Alles begann damit, als Sophie bei einem Workshop des Kultusministeriums zur Schülermentorin in Sachen Natur- und Umweltschutz ausgebildet wurde, erklärt Alette Metz, Lehrerin am Isolde-Kurz-Gymnasium (IKG). Sophie geht in die achte Klasse und ist heute, zusammen mit Frederike, Leiterin des Arbeitskreises Klimaschutz an ihrer Schule. Im November vergangenen Jahres fuhr die 13-jährige Sophie zu einer viertägigen Ausbildung nach Friedrichshafen, wo sie das nötige Rüstzeug bekam, um als Schülermentorin in Reutlingen für die Umwelt tätig zu werden.
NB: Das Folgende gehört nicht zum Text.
PR #38674, opened 2026-07-30
Relocate test-retry plugin into gradle/gradle

tresat:
Imports the [Gradle test-retry plugin](https://github.com/gradle/test-retry-gradle-plugin) into gradle/gradle as a bundled plugin. The plugin lives at `platforms/software/test-retry/`, ships in `distributions-jvm`, and is applied via the new plugin id **`org.gradle.test-retry-bundled`**. The id is deliberately distinct from the portal-published `org.gradle.test-retry` so builds and tests using the standalone plugin are not silently shadowed by the bundled version.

Die insgesamt sechs Mitglieder des Arbeitskreises, alle Schüler der achten Klassenstufe, sensibilisierten ihre Mitschüler während der Energie-Rallye auf Themen wie den Treibhauseffekt, energiesparendes Lüften oder Stromfresser im Schulgebäude. Dafür gestalteten sie Fachvorträge und Experimente, für die Sophie Anregungen vom Workshop mitbrachte. Was beim Treibhauseffekt passiert, erfuhren die Fünftklässler, als sie sich alle zusammen unter eine große Plane stellten und die Temperatur darunter ansteigen ließen, die dann weit oberhalb der Außentemperatur im Klassenzimmer lag.
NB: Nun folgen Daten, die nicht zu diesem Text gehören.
PR #38675, opened 2026-07-30
Exempt well-known debug/profile agents from third-party agent handling

mlopatkin:
Attaching a debugger passes -agentlib:jdwp (or -agentpath:.../libjdwp) to the daemon JVM. Detection flagged this conservatively as a third-party agent, which switched buildscript classpath instrumentation onto the load-time "compose" path. As a result, simply attaching a debugger made Gradle developers debug a different code path than the one that runs in production, where no third-party agent is present.

Unlike an arbitrary JVMTI agent, JDWP never rewrites bytecode during normal class loading; it only redefines classes on an explicit debugger command (Hot Code Replace). So it does not need the compose path. Exempt it from detection so a plain debugging session exercises the same substitution-based instrumentation as a regular build.

The trade-off is that the substitution path serves bytecode captured during the artifact transform and ignores the buffer the JVM supplies, so a debugger-initiated redefinition of an instrumented buildscript or plugin class is silently discarded. Gradle cannot veto the debugger's redefinition, so instead of misleading the developer, warn when a hot-swap of an instrumented class has no effect. The classloader now reports whether it honors redefinition (only the compose path does), and the agent's transformer logs a warning otherwise.
### Reviewing cheatsheet

- ❌ ❓**must** be fixed
- 🤔 💅 **should** be fixed
- 💭 **may** be fixed
- 🎉 celebrate happy things

### DIFF
--- a/platforms/core-runtime/instrumentation-agent-services/src/main/java/org/gradle/internal/instrumentation/agent/AgentUtils.java
+++ b/platforms/core-runtime/instrumentation-agent-services/src/main/java/org/gradle/internal/instrumentation/agent/AgentUtils.java
@@ -16,6 +16,8 @@
 
 package org.gradle.internal.instrumentation.agent;
 
+import java.util.function.Predicate;
+
 /**
  * Common utilities used for Gradle's own Java agents.
  */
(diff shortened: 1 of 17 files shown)


mlopatkin:
@coderabbitai review

mlopatkin:
@bot-gradle test this

mlopatkin:
@bot-gradle test PRF, APT

mlopatkin:
@coderabbitai review

platforms/documentation/docs/src/docs/userguide/optimizing-builds/configuration-cache/configuration_cache_requirements.adoc
```diff
@@ -722,6 +722,10 @@ When process isolation is used, the worker action is executed in a separate work
 
 In simple cases, when the libraries also provide command-line entry points (`public static void main()` method), you can also use the link:{javadocPath}/org/gradle/api/tasks/JavaExec.html[`JavaExec`] task to isolate the library.
 
+The agent also affects hot-swapping build logic classes in a running build.
+It prevents Hot Code Replace of such classes: Gradle logs a warning and ignores the recompiled definition.
+You should not rely on Hot Code Replace when debugging build logic; restart the build to pick up such a change.
```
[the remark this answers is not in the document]
mlopatkin: >The statement is too broad. Hot Code Replace has no effect only when Gradle uses the substitution path. A classloader on the runtime-transformation path can reinstrument the supplied redefinition bytecode.

Disabling the substitution path is an internal debugging feature, not a supported mode of operation.

mlopatkin:
PRF failures seem to be unrelated to the PR

lkasso (approved):
Docs LGTM.

platforms/core-runtime/instrumentation-agent-services/src/main/java/org/gradle/internal/instrumentation/agent/AgentUtils.java
```diff
@@ -33,29 +35,101 @@ private AgentUtils() {}
...
-            return !jvmArg.contains(AGENT_MODULE_NAME);
+        // Java Agents usually transform bytecode.
+        if (isJavaAgentSwitchMatching(jvmArg, agentJar -> !isGradleInstrumentationAgent(agentJar))) {
+            // This is `-javaagent:` and not our own agent.
+            return true;
+        }
+
+        // Native JVMTI agents attached via `-agentlib:` or `-agentpath:`
+        // can transform bytecode at class load or redefine classes, the same way a Java agent can.
+        // They run after Gradle's own instrumentation so their transformations are safe (though we don't detect inputs added by them).
```
blindpirate, line 58: I think the ordering here is inverted.

`DefaultDaemonStarter` appends `daemonOpts` — which carry `org.gradle.jvmargs`, so any user `-agentlib:`/`-agentpath:` — at [line 143](https://github.com/gradle/gradle/blob/master/platforms/core-runtime/client-services/src/main/java/org/gradle/launcher/daemon/client/DefaultDaemonStarter.java#L143), and Gradle's `-javaagent:gradle-instrumentation-agent…jar` last, at line 165. HotSpot creates JVMTI environments in command-line order and chains `ClassFileLoadHook` in that same order, so a native agent supplied via `org.gradle.jvmargs` runs **before** Gradle's transformer, not after. That's precisely why the compose path exists.

The exemption may still be defensible for JDWP on other grounds — redefinition is the real risk there, and the new warning in `DefaultClassFileTransformer` covers it — but this sentence shouldn't be the justification for it.

platforms/core-runtime/instrumentation-agent-services/src/main/java/org/gradle/internal/instrumentation/agent/AgentUtils.java
```diff
@@ -33,29 +35,101 @@ private AgentUtils() {}
...
+        // Without runtime transformation capability, Gradle's agent will revert the changes back to the pre-instrumented original versions.
+        // We cannot figure out if the native agent redefines classes, so we err on the side of caution.
+
+        // That said, some JVMTI agents are used for debugging and profiling work, and we know they only redefine classes in some uncommon workflows.
+        // Treating them as third-party agents would force buildscript instrumentation onto runtime transformation capability,
+        // so a debugging or profiling session would exercise a different code path than a regular build does in production.
+        // Exempt the ones we recognize so those sessions run the same instrumentation as production.
+        // So far, we exclude:
+        //  - JDWP (java debugger): it may redefine classes when attempting Hot Code Replace, but we emit a warning there, and it is not used often for Gradle work.
+        //  - AsyncProfiler: it can only transform classes, but never redefines them (as of 4.5).
```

Wie wichtig eine gute Gebäudeisolierung ist, um Heizkosten zu sparen, veranschaulichten die Mentoren bei einem weiteren Experiment. Hierfür füllten sie heißes Wasser in mehrere Flaschen ab und maßen die Temperatur. Daraufhin wurden die Flaschen mit verschiedenen Isolationsmaterialien eingepackt: ein Schal, Alufolie, eine Jacke, ein Schulranzen und Mister X.
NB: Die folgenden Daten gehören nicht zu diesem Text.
PR #29686, opened 2024-06-25
Use aws-sdk-java-v2.

pkania:
Fixes #27774

### Context

This improves security [CVE-2024-21634](https://nvd.nist.gov/vuln/detail/CVE-2024-21634) and exposes more S3 functionality such as S3 Object Lambda.

### Contributor Checklist
- [✅  ] [Review Contribution Guidelines](https://github.com/gradle/gradle/blob/master/CONTRIBUTING.md).
- [ ✅ ] Make sure that all commits are [signed off](https://git-scm.com/docs/git-commit#Documentation/git-commit.txt---signoff) to indicate that you agree to the terms of [Developer Certificate of Origin](https://developercertificate.org/).
- [✅  ] Make sure all contributed code can be distributed under the terms of the [Apache License 2.0](https://github.com/gradle/gradle/blob/master/LICENSE), e.g. the code was written by yourself or the original code is licensed under [a license compatible to Apache License 2.0](https://apache.org/legal/resolved.html).
- [ ] Check ["Allow edit from maintainers" option](https://help.github.com/articles/allowing-changes-to-a-pull-request-branch-created-from-a-fork/) in pull request so that additional changes can be pushed by Gradle team.
- [ ] Provide integration tests (under `<subproject>/src/integTest`) to verify changes from a user perspective.
- [ ] Provide unit tests (under `<subproject>/src/test`) to verify logic.
- [ ] Update User Guide, DSL Reference, and Javadoc for public-facing changes.
- [✅  ] Ensure that tests pass sanity check: `./gradlew sanityCheck`.
- [ ✅ ] Ensure that tests pass locally: `./gradlew <changed-subproject>:quickTest`.

### Reviewing cheatsheet

Before merging the PR, comments starting with 
- ❌ ❓**must** be fixed
- 🤔 💅 **should** be fixed
- 💭 **may** be fixed
- 🎉 celebrate happy things

PR #38687, opened 2026-07-30
Use aws-sdk-java-v2 latest

tresat:
Continues https://github.com/gradle/gradle/pull/29686, updating to the latest AWS version and, fixing the build, adding tests and adding numerous other small fixes and improvements.


platforms/software/resources-s3/src/main/java/org/gradle/internal/resource/transport/aws/s3/S3Client.java
```diff
@@ -16,106 +16,186 @@
...
 import java.util.ArrayList;
+import java.util.HashMap;
 import java.util.List;
+import java.util.Map;
+import java.util.Optional;
 
-@SuppressWarnings("deprecation")
 public class S3Client {
     private static final Logger LOGGER = LoggerFactory.getLogger(S3Client.class);
+    private static final Map<String, Region> KNOWN_BUCKET_REGIONS = new HashMap<>();
```
blindpirate, line 68: Why static? Also, there's potential concurrency issues?

platforms/software/resources-s3/src/main/java/org/gradle/internal/resource/transport/aws/s3/S3Client.java
```diff
@@ -127,132 +207,238 @@ public void put(InputStream inputStream, Long contentLength, URI destination) {
...
+        return listBuilder.build();
+    }
+
     private void configureClient(S3RegionalResource s3RegionalResource) {
-        Optional<URI> endpoint = s3ConnectionProperties.getEndpoint();
-        if (endpoint.isPresent()) {
-            amazonS3Client.setEndpoint(endpoint.get().toString());
+        // Reset before recomputing so a stale region or endpoint from a previous call
+        // doesn't leak into requests for a different bucket (e.g. cross-region uploads).
+        this.endpoint = null;
```
blindpirate, line 381: The mutable instance states don't look good. I'm not sure about concurrency access, but better to make this function return a value immutable object and feed it to `build(config)` method.

platforms/software/resources-s3/src/main/java/org/gradle/internal/resource/transport/aws/s3/S3Client.java
```diff
@@ -127,132 +207,238 @@ public void put(InputStream inputStream, Long contentLength, URI destination) {
...
+        }
+        return location.orElse(originalUri);
+    }
+
+    // A HEAD 404 has no response body, so SDK v2 leaves errorCode null; a GET 404 with an
+    // XML body populates it (typically "NoSuchKey"). Only fall back to a bare-404 check when
+    // the errorCode is absent, so unrelated 404s (NoSuchBucket, endpoint proxies, etc.) still
+    // bubble up as errors instead of being silently swallowed as "resource missing".
+    private static boolean isNoSuchKey(S3Exception e) {
+        String errorCode = e.awsErrorDetails().errorCode();
```
blindpirate, line 420: > awsErrorDetails() can be null — isNoSuchKey, locationFromRedirectException, regionFromRedirectException

> All three dereference it unguarded. SDK v2 leaves it null for exceptions built without service detail (connection-level failures surfacing as S3Exception, some proxy responses). Your own test at S3ClientTest builds S3Exception.builder().statusCode(404).awsErrorDetails(...) — always populated, so the tests can't catch this. An NPE here converts a clean "resource not found" into a build crash.

platforms/software/resources-s3/src/main/java/org/gradle/internal/resource/transport/aws/s3/S3ResourceConnector.java
```diff
@@ -53,52 +50,26 @@ public List<String> list(ExternalResourceName parent) {
...
-            }
-        } catch (IOException e) {
-            // Don't complain loudly to the user about the error there because we were discarding the response anyway.
-            LOGGER.debug("Exception while consuming empty object content from metadata request", e);
-        } finally {
-            // This also closes objectContent, no need to close it explicitly.
-            IoActions.closeQuietly(s3Object);
-        }
+        return new DefaultExternalResourceMetaData(location.getUri(),
+            headObjectResponse.lastModified().toEpochMilli(),
```
blindpirate, line 68: Check `headObjectResponse.lastModified()` null here

platforms/software/resources-s3/src/main/java/org/gradle/internal/resource/transport/aws/s3/S3Client.java
```diff
@@ -127,132 +207,238 @@ public void put(InputStream inputStream, Long contentLength, URI destination) {
...
-        ImmutableList.Builder<String> builder = ImmutableList.builder();
-        builder.addAll(resourceResolver.resolveResourceNames(objectListing));
-
-        while (objectListing.isTruncated()) {
-            objectListing = amazonS3Client.listNextBatchOfObjects(objectListing);
-            builder.addAll(resourceResolver.resolveResourceNames(objectListing));
+        try (software.amazon.awssdk.services.s3.S3Client amazonS3Client = build()) {
+            return amazonS3Client.headObject(objectRequest -> objectRequest.bucket(bucketName).key(s3BucketKey));
+        } catch (S3Exception e) {
+            if (exceptionIsRedirect(e)) {
```
blindpirate, line 319: The endpoint might be any S3-compatible server, so avoid infinite redirection exhaust our stack.

blindpirate (commented):
Some discoveries by Claude which look reasonable:

1. A new HTTP client and connection pool per operation. Every getMetaData, getResource, listDirectChildren, and put calls build(), which constructs a fresh ApacheHttpClient — new pool, new threads, new TLS handshakes — then closes it. v1 held one client for the connector's lifetime. Resolving a module with several hundred artifacts now stands up and tears down several hundred pools, each paying full TLS setup with no connection reuse.
 
2. Full-body buffering on upload. putSingleObject does readExactly(inputStream, Math.toIntExact(contentLength)). The single-object path is taken when contentLength < getMultipartThreshold(), and that threshold is partSize * 2 = 100 MiB by default (S3ConnectionProperties:114, DEFAULT_PART_SIZE = 50 * 1024 * 1024). So publishing a 99 MiB artifact now allocates a 99 MiB byte[]. Multipart buffers partSize = 50 MiB per part. v1 streamed both.
The comment explains why buffering was needed (v2 re-reads for signing/retries with non-markable streams) and that reasoning is sound — but RequestBody.fromContentProvider with a re-openable provider, or spooling to a temp file, gets the same re-readability without the heap. Worth fixing before this ships to users publishing large artifacts.

3. s3control is a test dependency for no reason. build.gradle.kts adds testImplementation(libs.awsS3Control) solely so S3ClientTest can write:

assert putObjectRequest.acl == S3CannedAccessControlList.BUCKET_OWNER_FULL_CONTROL.toString()

That compares an ObjectCannedACL (from s3) against a string constant borrowed from a different service module. Use ObjectCannedACL.BUCKET_OWNER_FULL_CONTROL directly and drop the dependency — it's a whole extra AWS artifact pulled in to spell one enum.

tresat:
@blindpirate - Thanks for the review, I think most of those issues are very relevant.

This PR is definitely still incomplete and needs to be Team Triaged for priority again.  The most important thing here was to restart the work on the linked PR, which was very out of date.  It's a least working with the latest AWS version now.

Eine Flasche wurde außerdem überhaupt nicht isoliert. Nach einer Stunde maßen die Schüler die Temperatur wieder - und als beste Isolierung stellte sich tatsächlich der Schal heraus. Die Schüler waren erstaunt, wie viel Wärme und Energie verloren gehen kann, wenn keine oder nur eine schlechte Isolierung vorhanden ist.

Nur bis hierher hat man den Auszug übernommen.